*** Begin section ***

PR #124, opened 2018-10-01
T23819: add API to allow us to squash fsyncs

ramcq:
Add _NO_TRIGGER to install/update/uninstall operations, and use utime() to update .changed file rather than creating a new one. Unmodified cherry-pick from upstream master.

https://github.com/flatpak/flatpak/pull/2161
https://phabricator.endlessm.com/T23856


common/flatpak-installation.c
```diff
@@ -1752,7 +1752,8 @@ flatpak_installation_install_full (FlatpakInstallation    *self,
                             ostree_progress, cancellable, error))
     goto out;
 
-  if (g_str_has_prefix (ref, "app"))
+  if ((flags & FLATPAK_INSTALL_FLAGS_NO_TRIGGERS) != 0 &&
```
pwithnall: The logic looks the wrong way round to me here. It checks whether `NO_TRIGGERS` is set and, if so, runs the triggers.

common/flatpak-installation.c
```diff
@@ -2663,3 +2663,30 @@ flatpak_installation_prune_local_repo (FlatpakInstallation *self,
 
   return flatpak_dir_prune (dir, cancellable, error);
 }
+
+/**
+ * flatpak_installation_run_triggers
```
wjt: Missing a colon after the function name here: I don't know if gtk-doc cares.

common/flatpak-installation.c
```diff
@@ -2663,3 +2663,30 @@ flatpak_installation_prune_local_repo (FlatpakInstallation *self,
...
+ * @self: a #FlatpakInstallation
+ * @cancellable: (nullable): a #GCancellable
+ * @error: return location for a #GError
+ *
+ * Run the trigger commands to update the files exported by the apps in
+ * @self. Should be used after one or more app install, upgrade or
+ * uninstall operations with the NO_TRIGGERS flag set.
```
wjt: Might be nice to link to the exact flag names, and/or link to this function from the docs for each `NO_TRIGGERS` flag

common/flatpak-installation.c
ramcq: 😂

common/flatpak-dir.c
```diff
@@ -2458,10 +2459,19 @@ flatpak_dir_mark_changed (FlatpakDir *self,
                           GError    **error)
 {
   g_autoptr(GFile) changed_file = NULL;
+  g_autofree char * changed_path = NULL;
 
   changed_file = flatpak_dir_get_changed_path (self);
+  changed_path = g_file_get_path (changed_file);
```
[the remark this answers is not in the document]
ramcq: Hmm, good suggestion, but looking at the docs, as g_file_peek_path is a cache, it would only confer a benefit if anything else used it - however this GFile is newly-allocated every time the changed path is accessed.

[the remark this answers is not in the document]
pwithnall: The docs also (correctly) say “It also avoids an extra duplicated string where possible”, which precisely true in the case of a local file.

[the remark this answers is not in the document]
pwithnall: i.e. In the case of a local file, no caching is used, and the internal path is returned directly.

common/flatpak-installation.c
pwithnall: gtk-doc does care.

common/flatpak-dir.c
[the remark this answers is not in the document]
ramcq: These ones don't: https://developer.gnome.org/gio/stable/GFile.html#g-file-peek-path

Anyway: we don't have that function.

common/flatpak-installation.c
ramcq: (This was a copy paste from @smspillaz preceding function! Which I have now also fixed.)

common/flatpak-dir.c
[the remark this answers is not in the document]
pwithnall: We should add that function (at some point). It’s pretty chill.

common/flatpak-installation.c
```diff
@@ -1752,7 +1752,8 @@ flatpak_installation_install_full (FlatpakInstallation    *self,
                             ostree_progress, cancellable, error))
     goto out;
 
-  if (g_str_has_prefix (ref, "app"))
+  if ((flags & FLATPAK_INSTALL_FLAGS_NO_TRIGGERS) == 0 &&
```
pwithnall: Nitpick: `!(flags & FLATPAK_INSTALL_FLAGS_NO_TRIGGERS)` would be a bit more readable.

common/flatpak-installation.c
```diff
@@ -2660,3 +2665,32 @@ flatpak_installation_prune_local_repo (FlatpakInstallation *self,
...
+/**
+ * flatpak_installation_run_triggers:
+ * @self: a #FlatpakInstallation
+ * @cancellable: (nullable): a #GCancellable
+ * @error: return location for a #GError
+ *
+ * Run the trigger commands to update the files exported by the apps in
+ * @self. Should be used after one or more app install, upgrade or
+ * uninstall operations with the #FLATPAK_INSTALL_FLAGS_NO_TRIGGERS,
+ * #FLATPAK_UPDATE_FLAGS_NO_TRIGGERS or #FLATPAK_UNINSTALL_FLAGS_NO_TRIGGERS
```
pwithnall: Nitpick: IIRC, gtk-doc wants enum members to be prefixed by `%`. `#` is for type names.

PR #125, opened 2018-10-02
create-usb: don't generate summary file

treitter:
Generating the summary requires acquiring an exclusive lock on the
OSTree repository which risks this process failing if another process,
like `ostree commit` or `ostree prune`, holds an exclusive lock for
longer than OSTree's core.lock-timeout-secs config option (which
defaults to only 30 seconds which is not always sufficient).

In testing directly and with Gnome Software calling this script to copy
the OS and dependencies to USB, this step seems to be unnecessary, so
we're best off skipping it.

https://phabricator.endlessm.com/T23422

### DIFF
--- a/app/flatpak-builtins-create-usb.c
+++ b/app/flatpak-builtins-create-usb.c
@@ -356,13 +356,6 @@ ostree_create_usb (GOptionContext *context,
     glnx_console_unlock (&console);
   }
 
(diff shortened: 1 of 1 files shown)


treitter:
Actually, we should merge this upstream first then cherry-pick.

I've opened https://github.com/flatpak/flatpak/pull/2165

mwleeds:
As I said upstream, this is not the right patch.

*** End section ***

Work order
Return exactly what appears above, from the first line of the entries to the line with "https://github.com/flatpak/flatpak/pull/2161", inclusive.

Answer box
PR #124, opened 2018-10-01
T23819: add API to allow us to squash fsyncs

ramcq:
Add _NO_TRIGGER to install/update/uninstall operations, and use utime() to update .changed file rather than creating a new one. Unmodified cherry-pick from upstream master.

https://github.com/flatpak/flatpak/pull/2161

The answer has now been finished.